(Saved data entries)
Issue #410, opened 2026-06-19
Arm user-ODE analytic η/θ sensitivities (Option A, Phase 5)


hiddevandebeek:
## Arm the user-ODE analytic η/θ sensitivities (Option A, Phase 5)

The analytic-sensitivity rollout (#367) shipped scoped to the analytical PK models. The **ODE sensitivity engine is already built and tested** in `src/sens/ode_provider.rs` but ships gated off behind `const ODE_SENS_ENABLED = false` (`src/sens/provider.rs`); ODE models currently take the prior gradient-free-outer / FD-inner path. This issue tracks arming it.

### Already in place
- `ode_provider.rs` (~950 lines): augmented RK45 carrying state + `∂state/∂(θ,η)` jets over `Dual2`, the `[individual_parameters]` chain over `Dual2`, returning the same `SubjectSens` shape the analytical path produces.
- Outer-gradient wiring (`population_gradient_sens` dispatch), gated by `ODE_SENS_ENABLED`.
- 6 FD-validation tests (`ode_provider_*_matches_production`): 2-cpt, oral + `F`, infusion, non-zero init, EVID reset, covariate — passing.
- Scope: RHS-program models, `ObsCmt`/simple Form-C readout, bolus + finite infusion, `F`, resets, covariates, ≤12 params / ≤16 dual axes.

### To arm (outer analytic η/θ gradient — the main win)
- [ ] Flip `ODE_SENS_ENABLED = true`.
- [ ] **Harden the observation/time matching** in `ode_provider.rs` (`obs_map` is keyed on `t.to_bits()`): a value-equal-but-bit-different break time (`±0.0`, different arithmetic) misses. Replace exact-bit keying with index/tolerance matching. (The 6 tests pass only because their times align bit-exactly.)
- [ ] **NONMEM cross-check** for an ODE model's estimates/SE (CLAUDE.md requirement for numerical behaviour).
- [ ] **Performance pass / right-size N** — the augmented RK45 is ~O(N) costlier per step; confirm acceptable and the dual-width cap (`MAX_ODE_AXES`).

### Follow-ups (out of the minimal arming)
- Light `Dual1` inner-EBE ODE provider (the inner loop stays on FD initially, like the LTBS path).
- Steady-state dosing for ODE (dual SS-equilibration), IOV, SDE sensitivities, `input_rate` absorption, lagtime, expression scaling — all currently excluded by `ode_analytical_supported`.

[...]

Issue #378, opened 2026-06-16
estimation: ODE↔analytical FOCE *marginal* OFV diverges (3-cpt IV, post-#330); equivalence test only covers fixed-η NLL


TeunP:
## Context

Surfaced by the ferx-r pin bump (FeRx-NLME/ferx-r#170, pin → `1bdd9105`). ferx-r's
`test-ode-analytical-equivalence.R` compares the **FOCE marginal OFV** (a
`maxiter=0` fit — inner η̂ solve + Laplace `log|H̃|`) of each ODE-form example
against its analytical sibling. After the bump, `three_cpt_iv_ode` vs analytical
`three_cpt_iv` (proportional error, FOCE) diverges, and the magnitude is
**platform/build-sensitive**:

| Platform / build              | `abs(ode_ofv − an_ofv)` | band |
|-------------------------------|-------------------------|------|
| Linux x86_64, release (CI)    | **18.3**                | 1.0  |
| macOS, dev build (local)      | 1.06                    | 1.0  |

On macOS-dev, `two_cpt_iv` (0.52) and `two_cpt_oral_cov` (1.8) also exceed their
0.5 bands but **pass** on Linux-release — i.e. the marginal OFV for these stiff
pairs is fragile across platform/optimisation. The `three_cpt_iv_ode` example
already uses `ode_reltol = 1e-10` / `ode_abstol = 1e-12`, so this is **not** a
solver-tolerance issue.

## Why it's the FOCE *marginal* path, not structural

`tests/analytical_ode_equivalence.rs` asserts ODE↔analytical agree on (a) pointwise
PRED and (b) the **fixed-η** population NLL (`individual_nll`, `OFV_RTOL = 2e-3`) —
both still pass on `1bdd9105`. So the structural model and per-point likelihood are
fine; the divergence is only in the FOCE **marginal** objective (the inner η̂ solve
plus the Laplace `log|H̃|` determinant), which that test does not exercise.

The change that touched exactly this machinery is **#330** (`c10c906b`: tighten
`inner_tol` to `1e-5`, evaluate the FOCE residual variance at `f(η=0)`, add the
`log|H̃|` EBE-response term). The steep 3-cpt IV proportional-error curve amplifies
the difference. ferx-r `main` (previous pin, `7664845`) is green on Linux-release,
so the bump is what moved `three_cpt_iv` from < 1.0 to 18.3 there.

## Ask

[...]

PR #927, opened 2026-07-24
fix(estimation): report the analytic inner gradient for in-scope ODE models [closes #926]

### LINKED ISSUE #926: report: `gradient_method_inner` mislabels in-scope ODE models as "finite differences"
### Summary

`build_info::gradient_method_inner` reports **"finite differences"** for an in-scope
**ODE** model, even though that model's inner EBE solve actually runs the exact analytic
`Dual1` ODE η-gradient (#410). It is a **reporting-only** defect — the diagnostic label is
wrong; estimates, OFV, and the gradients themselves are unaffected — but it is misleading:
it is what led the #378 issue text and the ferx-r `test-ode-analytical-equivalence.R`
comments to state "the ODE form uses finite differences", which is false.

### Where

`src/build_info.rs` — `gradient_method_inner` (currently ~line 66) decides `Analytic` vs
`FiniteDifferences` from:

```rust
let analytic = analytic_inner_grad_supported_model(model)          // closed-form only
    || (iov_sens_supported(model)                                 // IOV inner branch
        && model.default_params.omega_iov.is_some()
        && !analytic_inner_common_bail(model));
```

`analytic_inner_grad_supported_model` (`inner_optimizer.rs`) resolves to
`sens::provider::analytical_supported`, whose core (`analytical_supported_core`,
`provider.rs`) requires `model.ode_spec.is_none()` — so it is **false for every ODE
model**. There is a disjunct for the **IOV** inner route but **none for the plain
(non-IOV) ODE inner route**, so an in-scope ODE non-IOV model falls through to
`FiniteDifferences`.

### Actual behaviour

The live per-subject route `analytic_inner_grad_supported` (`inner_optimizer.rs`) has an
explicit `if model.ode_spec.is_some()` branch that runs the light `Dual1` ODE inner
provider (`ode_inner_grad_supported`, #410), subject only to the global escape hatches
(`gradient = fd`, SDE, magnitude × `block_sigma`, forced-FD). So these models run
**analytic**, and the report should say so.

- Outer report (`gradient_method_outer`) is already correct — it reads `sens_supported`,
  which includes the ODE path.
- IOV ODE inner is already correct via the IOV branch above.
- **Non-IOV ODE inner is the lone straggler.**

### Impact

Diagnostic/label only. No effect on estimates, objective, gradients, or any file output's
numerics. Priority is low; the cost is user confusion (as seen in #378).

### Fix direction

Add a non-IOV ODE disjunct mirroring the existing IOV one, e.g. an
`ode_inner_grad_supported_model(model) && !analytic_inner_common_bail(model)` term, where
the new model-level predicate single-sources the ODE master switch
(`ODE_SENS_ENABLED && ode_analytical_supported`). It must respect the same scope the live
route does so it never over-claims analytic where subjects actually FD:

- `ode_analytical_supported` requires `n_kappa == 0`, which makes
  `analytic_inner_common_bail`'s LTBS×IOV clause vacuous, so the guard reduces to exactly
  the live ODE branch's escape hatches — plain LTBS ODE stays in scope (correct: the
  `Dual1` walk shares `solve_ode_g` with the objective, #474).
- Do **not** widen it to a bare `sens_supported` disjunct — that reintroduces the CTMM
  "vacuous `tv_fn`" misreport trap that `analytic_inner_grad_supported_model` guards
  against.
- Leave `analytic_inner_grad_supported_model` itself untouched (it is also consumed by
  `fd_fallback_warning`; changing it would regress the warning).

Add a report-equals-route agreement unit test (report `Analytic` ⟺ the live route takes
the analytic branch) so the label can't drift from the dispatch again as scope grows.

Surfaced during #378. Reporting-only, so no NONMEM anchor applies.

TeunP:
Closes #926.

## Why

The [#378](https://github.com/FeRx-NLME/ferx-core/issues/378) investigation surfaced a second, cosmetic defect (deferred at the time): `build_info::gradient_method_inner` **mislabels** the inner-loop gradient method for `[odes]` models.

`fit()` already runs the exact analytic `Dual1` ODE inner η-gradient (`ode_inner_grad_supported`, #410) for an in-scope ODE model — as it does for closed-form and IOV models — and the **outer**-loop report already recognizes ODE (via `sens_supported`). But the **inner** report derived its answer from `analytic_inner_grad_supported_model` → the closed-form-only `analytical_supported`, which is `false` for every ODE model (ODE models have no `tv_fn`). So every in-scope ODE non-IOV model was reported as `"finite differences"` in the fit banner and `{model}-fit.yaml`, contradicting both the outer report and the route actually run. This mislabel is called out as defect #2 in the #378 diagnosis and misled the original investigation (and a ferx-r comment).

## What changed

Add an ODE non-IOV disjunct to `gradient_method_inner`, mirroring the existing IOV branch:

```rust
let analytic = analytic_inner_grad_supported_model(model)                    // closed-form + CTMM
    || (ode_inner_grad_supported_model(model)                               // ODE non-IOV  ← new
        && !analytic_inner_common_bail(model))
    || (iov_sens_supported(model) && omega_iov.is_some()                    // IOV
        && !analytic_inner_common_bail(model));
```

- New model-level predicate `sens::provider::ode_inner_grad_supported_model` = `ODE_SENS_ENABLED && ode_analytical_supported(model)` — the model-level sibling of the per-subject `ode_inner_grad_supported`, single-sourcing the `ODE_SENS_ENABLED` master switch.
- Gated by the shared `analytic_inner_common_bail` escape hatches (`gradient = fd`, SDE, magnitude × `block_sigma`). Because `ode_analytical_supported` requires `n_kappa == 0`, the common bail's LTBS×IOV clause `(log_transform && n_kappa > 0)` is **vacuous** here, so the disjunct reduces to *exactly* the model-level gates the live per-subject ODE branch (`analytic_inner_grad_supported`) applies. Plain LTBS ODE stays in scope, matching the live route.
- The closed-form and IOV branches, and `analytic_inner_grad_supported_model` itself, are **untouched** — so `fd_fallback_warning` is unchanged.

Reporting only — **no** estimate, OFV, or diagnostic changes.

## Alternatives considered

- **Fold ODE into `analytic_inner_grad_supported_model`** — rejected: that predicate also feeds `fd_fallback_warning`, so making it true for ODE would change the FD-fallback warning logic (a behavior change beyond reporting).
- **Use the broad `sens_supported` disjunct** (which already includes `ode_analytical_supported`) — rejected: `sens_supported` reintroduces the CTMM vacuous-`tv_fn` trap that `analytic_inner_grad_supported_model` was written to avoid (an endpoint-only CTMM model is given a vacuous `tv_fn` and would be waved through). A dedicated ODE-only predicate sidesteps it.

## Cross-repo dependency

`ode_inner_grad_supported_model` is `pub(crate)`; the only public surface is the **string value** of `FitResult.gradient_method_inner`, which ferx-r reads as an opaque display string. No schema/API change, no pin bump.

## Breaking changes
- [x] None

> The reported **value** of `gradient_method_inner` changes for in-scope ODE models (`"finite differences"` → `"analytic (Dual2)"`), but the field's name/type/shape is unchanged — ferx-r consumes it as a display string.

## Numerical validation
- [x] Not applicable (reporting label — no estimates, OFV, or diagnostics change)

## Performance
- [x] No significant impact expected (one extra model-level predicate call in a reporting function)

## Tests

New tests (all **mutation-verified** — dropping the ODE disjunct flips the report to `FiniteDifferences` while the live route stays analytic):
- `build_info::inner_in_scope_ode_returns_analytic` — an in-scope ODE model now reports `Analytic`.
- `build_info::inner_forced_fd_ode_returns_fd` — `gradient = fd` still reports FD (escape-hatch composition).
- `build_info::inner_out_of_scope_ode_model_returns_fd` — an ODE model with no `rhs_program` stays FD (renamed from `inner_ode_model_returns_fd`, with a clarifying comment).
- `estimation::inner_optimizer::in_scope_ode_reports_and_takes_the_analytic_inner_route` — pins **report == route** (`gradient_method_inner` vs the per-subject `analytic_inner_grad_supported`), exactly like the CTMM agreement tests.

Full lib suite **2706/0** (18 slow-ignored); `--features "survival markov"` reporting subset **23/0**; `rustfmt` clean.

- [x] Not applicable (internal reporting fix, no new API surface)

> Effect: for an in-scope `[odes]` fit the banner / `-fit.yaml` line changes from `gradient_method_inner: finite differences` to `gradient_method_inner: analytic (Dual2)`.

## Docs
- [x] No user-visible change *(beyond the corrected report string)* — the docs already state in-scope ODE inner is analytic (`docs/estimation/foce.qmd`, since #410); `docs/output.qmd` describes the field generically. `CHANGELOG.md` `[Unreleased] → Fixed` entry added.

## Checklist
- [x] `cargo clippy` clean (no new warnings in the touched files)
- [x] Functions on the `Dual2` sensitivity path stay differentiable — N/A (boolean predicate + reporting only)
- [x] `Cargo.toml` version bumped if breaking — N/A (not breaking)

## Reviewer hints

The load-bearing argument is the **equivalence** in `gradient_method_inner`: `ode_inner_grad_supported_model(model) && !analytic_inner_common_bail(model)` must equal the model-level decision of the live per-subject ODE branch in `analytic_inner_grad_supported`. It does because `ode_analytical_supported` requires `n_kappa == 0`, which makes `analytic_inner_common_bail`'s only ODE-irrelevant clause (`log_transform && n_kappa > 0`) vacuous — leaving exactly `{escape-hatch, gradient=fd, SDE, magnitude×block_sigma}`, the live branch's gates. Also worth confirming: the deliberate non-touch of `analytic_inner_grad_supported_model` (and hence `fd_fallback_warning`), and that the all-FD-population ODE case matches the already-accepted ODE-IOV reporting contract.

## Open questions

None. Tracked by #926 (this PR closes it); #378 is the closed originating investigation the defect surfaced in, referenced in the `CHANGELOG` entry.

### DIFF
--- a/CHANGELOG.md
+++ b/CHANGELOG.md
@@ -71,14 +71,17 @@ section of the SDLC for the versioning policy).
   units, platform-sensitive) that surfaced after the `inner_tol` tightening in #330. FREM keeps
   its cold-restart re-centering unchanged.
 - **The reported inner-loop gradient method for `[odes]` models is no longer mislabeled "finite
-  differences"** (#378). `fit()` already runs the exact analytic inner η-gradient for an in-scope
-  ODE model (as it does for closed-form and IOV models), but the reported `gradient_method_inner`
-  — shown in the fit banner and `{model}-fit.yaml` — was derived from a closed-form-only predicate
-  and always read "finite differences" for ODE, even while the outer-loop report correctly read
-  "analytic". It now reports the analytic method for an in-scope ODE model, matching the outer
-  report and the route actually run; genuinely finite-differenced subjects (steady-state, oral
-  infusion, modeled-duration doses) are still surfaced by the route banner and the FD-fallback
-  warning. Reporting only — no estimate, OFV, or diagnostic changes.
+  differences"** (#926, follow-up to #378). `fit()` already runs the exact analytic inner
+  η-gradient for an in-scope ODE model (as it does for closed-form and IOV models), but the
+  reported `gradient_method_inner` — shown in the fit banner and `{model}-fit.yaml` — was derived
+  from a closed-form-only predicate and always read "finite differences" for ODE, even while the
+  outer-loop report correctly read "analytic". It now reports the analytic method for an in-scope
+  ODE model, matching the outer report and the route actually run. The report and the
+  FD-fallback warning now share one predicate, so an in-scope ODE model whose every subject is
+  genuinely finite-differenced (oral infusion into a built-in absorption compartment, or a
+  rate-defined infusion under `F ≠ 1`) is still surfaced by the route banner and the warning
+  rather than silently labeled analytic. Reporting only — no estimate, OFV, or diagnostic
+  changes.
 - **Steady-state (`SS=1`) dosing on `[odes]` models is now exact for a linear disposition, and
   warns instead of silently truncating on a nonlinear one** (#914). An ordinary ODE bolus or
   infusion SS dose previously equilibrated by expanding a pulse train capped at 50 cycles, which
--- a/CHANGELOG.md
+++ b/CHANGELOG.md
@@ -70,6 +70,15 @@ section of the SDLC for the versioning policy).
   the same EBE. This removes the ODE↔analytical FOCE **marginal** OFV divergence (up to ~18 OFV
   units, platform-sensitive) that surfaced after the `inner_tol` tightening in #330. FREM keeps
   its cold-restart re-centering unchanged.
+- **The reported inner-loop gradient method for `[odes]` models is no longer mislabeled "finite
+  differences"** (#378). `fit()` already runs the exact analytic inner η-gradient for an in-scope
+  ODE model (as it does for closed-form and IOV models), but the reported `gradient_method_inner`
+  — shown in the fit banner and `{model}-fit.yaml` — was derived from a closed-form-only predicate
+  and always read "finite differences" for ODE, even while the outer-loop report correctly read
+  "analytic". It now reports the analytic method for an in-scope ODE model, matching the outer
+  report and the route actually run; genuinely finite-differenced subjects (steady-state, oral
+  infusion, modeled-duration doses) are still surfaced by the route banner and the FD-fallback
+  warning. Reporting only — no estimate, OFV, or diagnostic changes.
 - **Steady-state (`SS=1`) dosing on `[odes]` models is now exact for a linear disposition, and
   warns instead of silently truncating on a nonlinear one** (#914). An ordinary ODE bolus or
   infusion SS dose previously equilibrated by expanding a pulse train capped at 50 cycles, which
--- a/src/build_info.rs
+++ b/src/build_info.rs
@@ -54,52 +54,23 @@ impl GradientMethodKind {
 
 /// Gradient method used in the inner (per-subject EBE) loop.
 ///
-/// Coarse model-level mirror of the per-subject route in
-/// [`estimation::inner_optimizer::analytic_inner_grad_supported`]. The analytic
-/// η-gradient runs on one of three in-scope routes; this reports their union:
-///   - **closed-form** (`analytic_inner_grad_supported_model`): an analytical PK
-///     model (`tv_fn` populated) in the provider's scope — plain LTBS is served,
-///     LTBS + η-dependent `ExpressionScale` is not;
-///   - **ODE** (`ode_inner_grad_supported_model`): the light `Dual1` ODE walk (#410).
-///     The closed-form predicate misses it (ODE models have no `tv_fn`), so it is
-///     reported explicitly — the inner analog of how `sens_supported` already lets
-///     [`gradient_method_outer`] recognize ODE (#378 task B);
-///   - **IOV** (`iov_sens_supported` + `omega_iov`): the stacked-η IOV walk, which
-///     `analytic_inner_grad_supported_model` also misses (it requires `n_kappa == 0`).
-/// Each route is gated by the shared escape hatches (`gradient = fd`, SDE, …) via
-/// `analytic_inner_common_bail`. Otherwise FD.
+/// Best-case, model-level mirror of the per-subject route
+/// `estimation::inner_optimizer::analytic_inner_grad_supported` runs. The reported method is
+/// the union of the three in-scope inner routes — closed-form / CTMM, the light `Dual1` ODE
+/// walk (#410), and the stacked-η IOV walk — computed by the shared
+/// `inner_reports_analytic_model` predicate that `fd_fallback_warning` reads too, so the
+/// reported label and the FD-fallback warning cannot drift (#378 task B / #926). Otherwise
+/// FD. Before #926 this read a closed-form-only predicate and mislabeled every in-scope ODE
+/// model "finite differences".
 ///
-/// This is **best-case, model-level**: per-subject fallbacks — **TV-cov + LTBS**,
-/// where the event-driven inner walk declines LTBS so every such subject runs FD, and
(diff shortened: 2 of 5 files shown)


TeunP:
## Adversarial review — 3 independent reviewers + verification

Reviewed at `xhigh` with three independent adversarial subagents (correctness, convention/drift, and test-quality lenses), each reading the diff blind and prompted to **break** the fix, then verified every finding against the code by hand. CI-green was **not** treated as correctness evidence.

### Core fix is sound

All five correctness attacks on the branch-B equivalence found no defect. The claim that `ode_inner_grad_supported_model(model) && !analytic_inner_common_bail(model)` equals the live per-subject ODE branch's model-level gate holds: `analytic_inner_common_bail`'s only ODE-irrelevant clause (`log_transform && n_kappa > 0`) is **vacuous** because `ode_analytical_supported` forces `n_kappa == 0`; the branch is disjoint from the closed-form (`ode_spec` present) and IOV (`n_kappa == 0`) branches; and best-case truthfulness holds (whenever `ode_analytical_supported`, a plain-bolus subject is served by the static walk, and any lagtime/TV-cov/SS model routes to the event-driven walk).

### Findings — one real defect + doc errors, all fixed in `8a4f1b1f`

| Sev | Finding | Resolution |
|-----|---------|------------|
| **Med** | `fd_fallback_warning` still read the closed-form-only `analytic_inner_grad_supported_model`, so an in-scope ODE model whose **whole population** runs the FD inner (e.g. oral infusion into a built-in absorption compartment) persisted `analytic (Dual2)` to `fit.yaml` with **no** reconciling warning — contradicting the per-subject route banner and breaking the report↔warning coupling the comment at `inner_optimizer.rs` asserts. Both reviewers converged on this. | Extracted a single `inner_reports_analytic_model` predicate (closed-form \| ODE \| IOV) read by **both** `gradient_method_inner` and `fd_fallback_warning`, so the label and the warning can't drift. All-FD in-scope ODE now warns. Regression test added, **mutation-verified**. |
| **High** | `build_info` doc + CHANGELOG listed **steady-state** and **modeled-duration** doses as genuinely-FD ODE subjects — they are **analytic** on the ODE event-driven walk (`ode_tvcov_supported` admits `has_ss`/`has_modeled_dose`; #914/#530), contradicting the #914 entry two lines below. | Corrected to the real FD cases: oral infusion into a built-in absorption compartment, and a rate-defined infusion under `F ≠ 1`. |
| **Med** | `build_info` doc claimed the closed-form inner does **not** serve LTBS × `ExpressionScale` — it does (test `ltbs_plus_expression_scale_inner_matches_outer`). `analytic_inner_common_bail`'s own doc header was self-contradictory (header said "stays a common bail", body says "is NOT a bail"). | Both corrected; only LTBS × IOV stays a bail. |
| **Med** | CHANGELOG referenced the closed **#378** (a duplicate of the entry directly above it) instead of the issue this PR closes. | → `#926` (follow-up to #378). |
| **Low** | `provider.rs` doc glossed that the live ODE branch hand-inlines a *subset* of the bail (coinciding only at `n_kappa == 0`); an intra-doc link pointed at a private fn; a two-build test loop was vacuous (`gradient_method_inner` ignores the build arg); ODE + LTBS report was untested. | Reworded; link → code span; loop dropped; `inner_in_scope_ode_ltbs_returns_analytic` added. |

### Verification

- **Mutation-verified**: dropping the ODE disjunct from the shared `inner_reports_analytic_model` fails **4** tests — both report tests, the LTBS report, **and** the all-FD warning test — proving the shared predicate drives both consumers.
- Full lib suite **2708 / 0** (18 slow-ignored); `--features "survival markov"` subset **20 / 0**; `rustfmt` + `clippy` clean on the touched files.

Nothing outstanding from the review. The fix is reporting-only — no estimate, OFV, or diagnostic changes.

- Activity: Copy the entries word for word. Start at the first line and end with the line containing "## Arm the user-ODE".

- Answer to this task:
Issue #410, opened 2026-06-19
Arm user-ODE analytic η/θ sensitivities (Option A, Phase 5)


hiddevandebeek:
## Arm the user-ODE analytic η/θ sensitivities (Option A, Phase 5)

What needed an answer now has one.